# Circle with center point and tangential to lines

I have defined Points all points (3 blue, and one green). All points have the same distance to A point. Yellow lines are bisectors. I have equations of AB and AC with Ax + By +C = 0 form.

I need construct circle (tangential to lines) with green point center. Any hint or steps? BR

• If the centre is given, then it is possible that no circle can be tangential to both (extensions of) $AB$ and $AC$. Commented Dec 20, 2014 at 17:31

You should find two things:

1. Center of the circle: it's green points: $G=(x_1,y_1)$.
2. Radius of the circle: it's a distance from a point $G$ to a line $Ax+By+C=0$ (see here):

$$r=\frac{|Ax_0+By_0+C|}{\sqrt{A^2+B^2}}$$

Equation of the circle is:

$$(x-x_0)^2+(y-y_0)^2=r^2$$

• That is cool and simply solution but one problem is that i have all 4 points , and don't know which is this one between AB and AC Commented Dec 20, 2014 at 18:00
• One heuristic solution is: find projection of all 4 point onto lines $AB$ and $AC$ and checking which one lay between $A$ and $C$ on line $AC$ and $A$ and $B$ on $AB$ and then apply above solution to right point.
– agha
Commented Dec 20, 2014 at 18:28
• what do you mean by "projection of all 4 point onto lines AB and AC" ? How to do this?
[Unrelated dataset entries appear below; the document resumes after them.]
PR #390, opened 2025-01-15
dbft: disable decryption shares construction if enforceECDSASignatures

### LINKED ISSUE #382: Prevent encrypted transactions decryption with `--antimev.force-ecdsa-signatures` enabled
https://github.com/bane-labs/go-ethereum/pull/366 introduces fallback to multisignature block signing scheme. However, if something wrong happens with DKG setup, nodes with `--antimev.force-ecdsa-signatures` flag will still try to construct `PreCommit` with potentially missing or invalid shares.

We need to disable shares construction and decoding if `--antimev.force-ecdsa-signatures` is enabled.

Thanks to @txhsl for the report.

AnnaShaleva:
If enforceECDSASignatures is on, then:

1. Don't decode Envelopes.
2. Disable construction of decryption shares at PreCommit constructor level.
3. Verify PreCommits of other CNs against the actual list of actual decoded Envelops count.

Close #382.

Tested on 4-nodes privnet, works as expected (Envelope is accepted instead of decrypted inner tx). @songb2, @txhsl  please ensure/test that it also works for your case.

### DIFF
--- a/consensus/dbft/preblock.go
+++ b/consensus/dbft/preblock.go
@@ -22,8 +22,13 @@ type PreBlock struct {
 	localShares  []byte
 
 	// envelopesData is the ordered list of decoded content of Envelopes
-	// transactions of the proposed PreBlock.
+	// transactions of the proposed PreBlock. In case if enforceECDSASignatures
+	// is enabled, an attempt to decode Envelope transactions won't be taken, hence
+	// envelopesData will be empty.
 	envelopesData []envelopeData
+	// enforceECDSASignatures reflects whether dBFT uses backup multisignature
+	// block signing scheme.
+	enforceECDSASignatures bool
 
 	// finalTransactions is the cached final list of transactions formed after TPKE
 	// decryption of Envelopes content. This list includes both simple standard and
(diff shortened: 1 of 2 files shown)


consensus/dbft/preblock.go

Commented Dec 20, 2014 at 18:31
• Note that line $-Bx+Ay+Bx_0-Ay_0=0$ is perpendicular to line $Ax+By+C=0$ and it passes through point $G=(x_0,y_0)$. Now find intersection line $Ax+By+C=0$ and $-Bx+Ay+Bx_0-Ay_0=0$. Do this with two lines: passes through $A$ and $C$ passes through $A$ and $B$. Check if this intersections lay between $A$ and $B$ and between $A$ and $C$ -if it's true it's "green" point.
– agha
Commented Dec 20, 2014 at 18:41
• are you sure this equation −Bx+Ay+Bx0−Ay0=0 ? Commented Dec 20, 2014 at 18:56

Construct a line through the green point perpendicular to one of the two lines. You now have the radius of your circle (distance from the green point to the intersection of that perpendicular line and the other line). Now draw the circle with that radius and you're done.

EDIT: I assumed the OP meant construction using a ruler and a compass. This can also be done analytically in a very similar way. The main difference being that the perpendicular line must be found analytically (I recommend using vectors).